Mechanisms of nucleotide signaling in bacterial and metazoan antiviral defense

Abstract

Nucleotide-based antiviral signaling is broadly conserved between bacteria and metazoans. Mammalian cGAS and OAS1 are structurally homologous enzymes that share a pol-β-like nucleotidyltransferase fold and synthesize antiviral nucleotide signals. Mammalian cGAS synthesizes a cyclic dinucleotide using ATP and GTP with one 2′–5′ linkage and one 3′–5′ linkage, known as 2′,3′-cGAMP, that signals downstream to the effector STING, while OAS1 synthesizes a linear polyadenylate molecule with 2′–5′ linkages, known as 2′–5′ oligoadenylate, that signals downstream to the effector RNase L. In bacteria, recent work has uncovered enzymes with structural homology to cGAS, named CD-NTase enzymes, that are diverse in primary sequence and are capable of synthesizing novel cyclic oligonucleotide signals out of all four RNA nucleotides.
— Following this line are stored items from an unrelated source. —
PR #9829, opened 2026-07-11
Do not redownload already local async batch result chunks

mattlong:
Avoid needlessly fetching result chunks already in memory. e.g., in the happy path of an uninterrupted batch, no results need be fetched from durable storage.


ThatOneBro (approved):
Nice 👍

PR #9842, opened 2026-07-13
fix(app): clear session on Register click to prevent redirect loop

### LINKED ISSUE #9787: Register button from change project screen gets stuck
**From a user's perspective:** When you're logged in and attempt to change projects, it presents you with another login screen. From there, when you hit "Register", nothing happens, and you stay in the login page. 

**What's actually happening** (from my understanding): The first login screen is used to have the user log into the account with the desired project. If you hit "Register", then the _new_ register screen asks the user what account they want to use to create a _new_ project. These are different workflows, but visually, they look pretty much the same, and I can see an end user getting confused about this pretty easily. 

https://github.com/user-attachments/assets/6aefadfa-5d81-4732-a904-fb027e6d5da4

sahilnyk:
## Summary

Fixes #9787

When a logged-in user hits "Register" (either from the plain sign-in page or the `project=new` re-auth screen), `RegisterPage` bounces them back since they already have a profile, leaving them stuck with a dead link.

## Fix

Dropped the earlier `signOut()` approach entirely, no session changes on click anymore. Register now only renders when `!profile`, so it's simply hidden whenever the user is logged in, regardless of screen or query param. No bounce, no dead click, no logout side effect.

https://github.com/user-attachments/assets/3603c2c7-6e41-4baf-bde5-294feae7b7d4

## Checklist

- [x] Manual testing passed (local dev)
- [x] TypeScript compiles clean
- [x] ESLint passes
- [x] Build succeeds
- [x] Unit tests updated and passing
- [x] No new dependencies or config changes


techdavidy:
@claude please review

techdavidy:
@claude should there be a signup button at that point when we are just re authenticating ?

sahilnyk:
All the review feedback has been implemented

codyebberson (changes requested):
This is a pretty significant change in behavior.  This would log out the user as soon as they hit "Register", correct?  We need to discuss internally before we can do anything of this magnitude

```ts
        isRegisterEnabled() && searchParams.get('project') !== 'new'
          ? async () => {
              // Only clear a live session; RegisterPage bounces logged-in users
              // back to /signin?project=new otherwise. Fall back to clear() if
              // the server logout call fails.
              if (medplum.getProfile()) {
                await medplum.signOut().catch(() => medplum.clear());
              }
              navigate('/register')?.catch(console.error);
            }
          : undefined
      }
```

sahilnyk:
> This would log out the user as soon as they hit "Register", correct? 


@codyebberson Yes, it would log the user out. Since that's the significant change in behavior you flagged, I dropped it, no signOut() call left anywhere. Register just doesn't show up when there's an active session, so nothing of that magnitude is happening on click anymore. Video attached shows the current behavior.

Please review if that's what you want.

https://github.com/user-attachments/assets/4618df04-3925-42c3-a14a-59574a93d89c

Following up on the "discuss internally" part, want to lay out the actual tradeoff so it's easier to talk through.

RegisterPage sends any logged-in user back (if (medplum.getProfile()) navigate('/signin?project=new')) no matter how they got there. So the loop was never really about project=new specifically, that's just the path that showed it. There are two ways to fix it:

1. Keep the feature, but log out first (the version you flagged): clicking Register while logged in signs the user out, then sends them to /register, so they can still make a second account without extra steps. Downside: the logout happens without warning.
2. What's in the PR now: just hide Register whenever someone's logged in. No surprise logout, but now there's no way to register a second account without logging out manually first.

So the real question is: does anyone actually use "register a second account while still logged in"? If yes, option 1 (with a warning before logging out) is probably worth it. If not, option 2 is simpler and it's already done.

Let me know which one you'd rather go with, happy to switch back if needed.

PR #9800, opened 2026-07-09
WIP, do not merge: testing upgrade to TypeScript 7

The-Alchemist:
## Summary

Experimental upgrade to **TypeScript 7.0.2** (native Go compiler) for faster `tsc` builds, using the side-by-side alias pattern recommended in the [TypeScript 7.0 announcement](https://devblogs.microsoft.com/typescript/announcing-typescript-7-0/).

Medplum was already on **TypeScript 6.0.3**, which is the recommended prerequisite. No source or `tsconfig` changes were required — the root config is already aligned with TS 7 defaults (`strict`, `module: esnext`, `moduleResolution: bundler`, `erasableSyntaxOnly`, no deprecated options).

### 1. Side-by-side compiler setup (root `package.json`)

TypeScript 7 does not ship a stable programmatic API until 7.1. A direct `typescript@7`-only upgrade would break **ESLint** — `@medplum/eslint-config` uses `projectService: true`, which requires `require('typescript/lib/tsserverlibrary')`, and the TS 7 package does not provide that.

**API Extractor is not affected** — `@microsoft/api-extractor@7.58.9` bundles its own TypeScript compiler and is invoked via CLI, independent of the project `typescript` package.

The fix is npm aliases:

| Package | Role |
|---------|------|
| `@typescript/native` → `typescript@^7.0.2` | Fast `tsc` for all build scripts (`npx tsc` → 7.0.2) |
| `typescript` → `@typescript/typescript6@^6.0.2` | TS 6 API for `typescript-eslint` only |

Also updated `overrides.typescript` to `npm:@typescript/typescript6@^6.0.2` so all workspaces resolve the same shim.

### 2. Workspace dependency cleanup (23 `package.json` files)

Removed redundant explicit `"typescript": "6.0.3"` devDependencies from:

- `packages/react`, `packages/react-hooks`, `packages/docs`
- All 21 example apps that pinned it

These packages now rely on root hoisting + the npm override for a single consistent version.

### 3. ESLint — no patch required

The side-by-side setup initially looked like it would need a consumer-side `tsserverlibrary` shim ([microsoft/TypeScript#63422](https://github.com/microsoft/TypeScript/issues/63422)). That issue is **closed** — the fix shipped in `@typescript/typescript6@6.0.1+` (shim added in [TypeScript-Website#3559](https://github.com/microsoft/TypeScript-Website/pull/3559)). Pinning to `^6.0.2` is sufficient; `npm run lint` passes without changes to `@medplum/eslint-config`.

[...]

PR #9844, opened 2026-07-13
Dependency upgrades 2026-07-13

medplumbot:
Dependency upgrades


package.json
```diff
@@ -29,33 +29,33 @@
...
     "@vitejs/plugin-react": "6.0.3",
     "cross-env": "10.1.0",
     "esbuild": "0.28.1",
     "formidable": "3.5.4",
     "jsdom": "29.1.1",
-    "npm-check-updates": "22.2.7",
+    "npm-check-updates": "22.2.9",
     "nyc": "18.0.0",
-    "prettier": "3.8.4",
+    "prettier": "3.9.5",
```
noahsilas, line 47: This upgrade causes some autofix churn (see ccb6fb58473cff84f4e5b868d4f92ea50356acae).

package-lock.json
```diff
@@ -8641,6 +8486,9 @@
       "cpu": [
         "arm64"
       ],
+      "libc": [
+        "glibc"
+      ],
```
noahsilas, line 8491: I'm not sure why running `scripts/reinstall.sh --update` adds this churn to the lockfile (run with npm v11.16.0 on MacOS, which seems like it should emit the same lockfile as the CI build 🤔 )

noahsilas (approved):
We're holding back two major version upgrades:
- Typescript: Already in progress elsewhere, see #9800 
- GraphQL: Some dependencies are still in cooldown, this should apply cleanly next week when this runs again.

Of note: a `prettier` upgrade has introduce some formatting changes, the most notable one being that TS unions now stay on one line when they fit.

PR #9845, opened 2026-07-13
Support project-scoped external JWT bearer authentication

codyebberson:
This PR allows Medplum to accept externally issued JWTs directly as bearer tokens when the target project is identified by a project-scoped API URL.

For a request such as:

```text
/projects/{projectId}/...
/api/projects/{projectId}/...
```

Medplum can resolve external token verification settings from a `ClientApplication` in that project, verify the JWT against the application's configured JWKS endpoint, and authenticate the request as that client application's project membership.

Existing server-wide external bearer configuration and the existing `fhirUser` / `sub` identity mapping behavior remain supported.

## Motivation

Some external systems issue valid JWT bearer tokens that identify the issuer but do not include a Medplum project, membership, or profile identifier. The ONC Inferno CRD validator is one example.

Before project-scoped API URLs were available, the same external issuer and token shape could not be routed safely to different Medplum projects. A hardcoded membership or a server-wide issuer-to-project mapping would work for only one project and would not provide tenant isolation.

Project-scoped API URLs now provide the missing routing signal. This PR uses that signal to locate the external authentication configuration and client identity within the target project.

## Behavior

External bearer authentication now resolves its configuration in this order:

1. Look for a matching issuer in the existing server-wide `externalAuthProviders` configuration.
2. If no server-wide provider matches and the request uses a project-scoped URL, search that project's `ClientApplication` resources for a unique application whose `identityProvider.issuer` matches the JWT issuer.
3. If neither source produces a provider, reject the token.

When configuration is resolved from a project-local `ClientApplication`:

- the client search runs against the project's physical shard;
- the search is also constrained by `_project` for logical project isolation;
- exactly one client must match the issuer;
- the JWT is verified using the client's `identityProvider.jwksUrl`;
- the request is authenticated as that client's existing `ProjectMembership`;
- the external-auth cache key includes the URL project ID.

Zero or multiple matching clients fail closed.

## IdentityProvider changes

`IdentityProvider` now supports verification-only configurations:

- Adds `issuer`.
- Adds `jwksUrl`.
- Makes browser OAuth fields optional:
  - `authorizeUrl`
  - `tokenUrl`
  - `userInfoUrl`
  - `clientId`
  - `clientSecret`

This allows a client application to describe an external JWT issuer without pretending to be a complete OAuth authorization-code provider.

Code paths that perform browser login or token exchange now validate the optional fields they require and return a configuration error when they are missing.

## Token verification

External bearer tokens are verified as follows:

- If `jwksUrl` is configured, Medplum verifies the JWT signature and issuer using the remote JWKS.
- Otherwise, Medplum preserves the existing userinfo-based verification behavior.
- Outbound userinfo and JWKS requests use `safeFetch`.

## Compatibility

- Existing server-wide `externalAuthProviders` continue to work.
- Existing userinfo-based external bearer authentication continues to work.
- Existing legacy bearer identity mapping remains unchanged:
  - `fhirUser` or `ext.fhirUser` maps through the referenced profile.
  - `sub` maps to `ProjectMembership.externalId`.
- Existing non-project-scoped API routes remain unchanged.
- A project-local client fallback is only available when the request URL contains a project ID.
- Browser OAuth login and token exchange continue to require the endpoint and client fields used by those flows.

### Server-wide issuer-to-project configuration

We considered adding project IDs to the server's external provider configuration. That would keep tenant configuration in deployment config, would not scale well for hosted multi-tenant environments, and would duplicate identity already represented by project-local client applications.

### Mapping arbitrary token claims to users or memberships

We explored configurable email, subject, and FHIR-user mapping modes. They did not solve the motivating case because the validator token has no claim that identifies the target Medplum project or membership. The final implementation keeps the existing `fhirUser` and `sub` compatibility paths and uses the project URL plus `ClientApplication` for identity-less tokens.

### Explicit verification-method and audience configuration

We also explored a separate verification-method field and configurable audience validation. Those were broader external-auth features than this change requires. The final implementation selects JWKS verification when `jwksUrl` is present and otherwise preserves userinfo verification.

## Security properties

- JWT signatures are verified against the configured JWKS.
- The JWT issuer must match the configured identity-provider issuer.
- The URL project is included in the external-auth cache key.
- Project-local client lookup uses both the correct physical shard and an explicit `_project` constraint.
- Ambiguous issuer matches within a project are rejected.
- The authenticated identity is an existing client membership; the URL does not create a membership or grant access by itself.
- Existing authenticated project-scope validation still rejects requests where the resolved membership does not belong to the URL project.

### DIFF
--- a/packages/core/src/base-schema.json
+++ b/packages/core/src/base-schema.json
@@ -4238,8 +4238,21 @@
   },
   "IdentityProvider": {
     "elements": {
+      "issuer": {
+        "type": [
+          {
+            "code": "string"
+          }
+        ]
+      },
+      "jwksUrl": {
+        "type": [
+          {
+            "code": "string"
+          }
+        ]
+      },
       "authorizeUrl": {
-        "min": 1,
         "type": [
           {
             "code": "string"
@@ -4247,7 +4260,6 @@
         ]
       },
       "tokenUrl": {
-        "min": 1,
         "type": [
           {
             "code": "string"
@@ -4262,7 +4274,6 @@
         ]
       },
       "userInfoUrl": {
-        "min": 1,
         "type": [
           {
             "code": "string"
@@ -4284,7 +4295,6 @@
         ]
       },
       "clientId": {
-        "min": 1,
         "type": [
           {
             "code": "string"
@@ -4292,7 +4302,6 @@
         ]
       },
       "clientSecret": {
-        "min": 1,
         "type": [
           {
             "code": "string"
--- a/packages/definitions/src/fhir/r4/fhir.schema.json
+++ b/packages/definitions/src/fhir/r4/fhir.schema.json
@@ -62924,6 +62924,14 @@
     "IdentityProvider": {
       "description": "External Identity Provider (IdP) configuration details.",
       "properties": {
+        "issuer": {
+          "description": "Issuer URL for the external Identity Provider.",
+          "$ref": "#/definitions/string"
+        },
+        "jwksUrl": {
+          "description": "Remote URL for the external Identity Provider JWKS endpoint.",
+          "$ref": "#/definitions/string"
+        },
         "authorizeUrl": {
           "description": "Remote URL for the external Identity Provider authorize endpoint.",
           "$ref": "#/definitions/string"
@@ -62988,14 +62996,7 @@
           ]
         }
       },
-      "additionalProperties": false,
-      "required": [
-        "authorizeUrl",
-        "tokenUrl",
-        "userInfoUrl",
-        "clientId",
-        "clientSecret"
-      ]
+      "additionalProperties": false
     },
     "ProjectMembership_Access": {
       "description": "Extended access configuration using parameterized access policies.",
--- a/packages/definitions/src/fhir/r4/fhir.schema.json
+++ b/packages/definitions/src/fhir/r4/fhir.schema.json
@@ -62928,6 +62928,10 @@
           "description": "Issuer URL for the external Identity Provider.",
           "$ref": "#/definitions/string"
         },
+        "audience": {
+          "description": "Expected audience for tokens issued by the external Identity Provider.",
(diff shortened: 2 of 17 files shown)


codyebberson:
@claude - please review.  Please pay particular attention to any changes to existing functionality.

For context, there are 3 pathways to external auth:
1. OAuth authorization code flow (normal 3-legged OAuth) which results in a callback to `/auth/external` endpoint
2. OAuth token exchange (`urn:ietf:params:oauth:grant-type:token-exchange`) with the `/oauth2/token` endpoint
3. And the newly introduced direct bearer token

The newly introduced direct bearer token should only affect Medplum clusters with the `externalAuthProviders` server config setting.

We need to ensure that authorization code flow and token exchange flow are functionally unaffected by this PR.

The-Alchemist:
project-scoped API endpoints PR at https://github.com/medplum/medplum/pull/10173

codyebberson:
@claude - please review

Please pay extra attention to:
* any possible breaking changes to existing behavior
* any possible security considerations

codyebberson:
@claude - please re-review

> 🔴 Performance / DoS — unbounded client scan on the hot path, pre-verification

Fixed.  please re-review

> 🟠 Security — no audience (aud) validation on JWKS-verified tokens

Fixed.  please re-review

> 🟠 Correctness — ambiguity check can be bypassed by the 1000 cap

Fixed.  please re-review

> JWKS set not reused (utils.ts:977):

Noted.  The alternative of caching JWKS values has its own set of risks.

> Cache TTL vs token exp (utils.ts:1262):

Noted.

> method.ts:50 — isExternalAuth now returns undefined unless idp.authorizeUrl && idp.clientId are both set.

Those were previously required fields, and are now optional.  Any existing client must have those values set.

> Redundant lookup: when a server-wide provider matches

I believe this is fixed by the performance fix

ThatOneBro (approved):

Using biochemical and structural biology approaches, we define conserved patterns of CD-NTase product formation enabling the preliminary prediction of novel nucleotide products based on CD-NTase primary sequence. Bacterial CD-NTase enzymes are contained in operons that encode effector proteins. Effector function is dependent on recognition of the correct nucleotide signal synthesized by the cognate CD-NTase within the same operon. Effectors are comprised of several different categories of enzymes, and the diverse mechanisms of activation and regulation are open areas of study. Using X-ray crystallography, negative-stain EM, and biochemical approaches, we describe the activation and regulation of a bacterial STING homolog and its ancient effector function of cleaving NAD+. In metazoans, increasing complexity results in pathways that encode signaling functions that activate several different effector pathways, such as STING regulated activation of IRF3 and NF-κB, leading to interferon induction and inflammatory cytokine synthesis. Using enzymatically synthesized 2′–5′ oligoadenylate and sepharose bead-mediated affinity purification and mass spectrometry, we isolate and characterize a novel downstream receptor of 2′–5′ oligoadenylate, the metabolic enzyme Decr1. Altogether, functional and structural conservation of signaling pathways across bacteria and metazoans highlights broad patterns of antiviral defense.